As for the freezing method, each institution may introduce its own method, but it can be broadly divided into two types, the slow method, and the vitrification method. The slow method is a method in which embryos are immersed in a relatively low-concentration (low-toxicity) cryoprotectant and then performed over a period of one and a half hours using a program freezer. In the vitrification method, embryos are stored directly in liquid nitrogen using a denser concentration of antifreeze agents, but in a very shorter time (about 10 seconds to 10 minutes).

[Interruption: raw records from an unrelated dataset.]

PR #253, opened 2021-08-10
Reorganise headers

### LINKED ISSUE #228: Consistent header names (hpp/cuh); GPU subfolder
I suggest we just rename everything as .hpp, the distinction feels arbitrary here as files always contain both C++ and CUDA, and remembering which suffix to use is annoying.

Also I think we can tidy the repository by creating some subfolders, a CUDA one at least

richfitz:
This PR moves the cuda-related headers to the inst/include/dust/cuda subdir, renames .cuh to .hpp and updates their headerguards (and includes).

Merge after #252, or merge this PR which includes it

Fixes #228

### DIFF
--- a/DESCRIPTION
+++ b/DESCRIPTION
@@ -1,6 +1,6 @@
 Package: dust
 Title: Iterate Multiple Realisations of Stochastic Models
-Version: 0.9.12
+Version: 0.9.13
 Authors@R: c(person("Rich", "FitzJohn", role = c("aut", "cre"),
                     email = "rich.fitzjohn@gmail.com"),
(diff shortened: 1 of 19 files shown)


DESCRIPTION
```diff
@@ -1,6 +1,6 @@
 Package: dust
 Title: Iterate Multiple Realisations of Stochastic Models
-Version: 0.9.11
+Version: 0.9.12
```
johnlees, line 3:
```suggestion
Version: 0.9.13
```
As I merged #252

johnlees (approved):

We used a vitrification method with both simplicity and high viability, in which embryos are introduced into EFS30 (30% ethylene glycol, 21% ficoll, 0.35Mol shoe cloth, 49% PB1) and then placed in liquid nitrogen in two minutes.

In experimental animals other than mice, the effectiveness of embryo freezing in rats and rabbits has been reported. In our laboratory, we have succeeded in obtaining pups from cryopreserved embryos from rodents (Ref. 1) and mastomys (Ref. 2), and we have also studied the Syrian hamster (Ref. 3). Successful cases in the Syrian hamster have been reported elsewhere recently. Sensitivity associated with the freezing operation varies depending on the animal species, including the mouse, its strain, and the stage of embryo development. Therefore, it is necessary to continue research on setting appropriate conditions for each animal species.


  1. Mochida K., Wakayama T., Nakayama K., Takano K., Noguchi Y., Yamamoto Y., Suzuki O., Ogura A. and Matsuda J. (1999) Successful cryopreservation of Mongolian gerbil embryos by vitrification. Theriogenology, 51, 171.
  2. Mochida K., Matsuda J., Noguchi Y., Yamamoto Y., Nakayama K., Takano K., Suzuki O. and Ogura A. (1998) Birth of pups by transfer of mastomys embryos cryopreserved by vitrification. Biology of Reproduction, 58, Supplement 1.
  3. Mochida K., Yamamoto Y., Noguchi Y., Takano K., Matsuda J. and Ogura A. (2000) Survival and subsequent in vitro development of hamster embryos after exposure to cryoprotectant solutions. Journal of Assisted Reproduction and Genetics, 17: 182-185.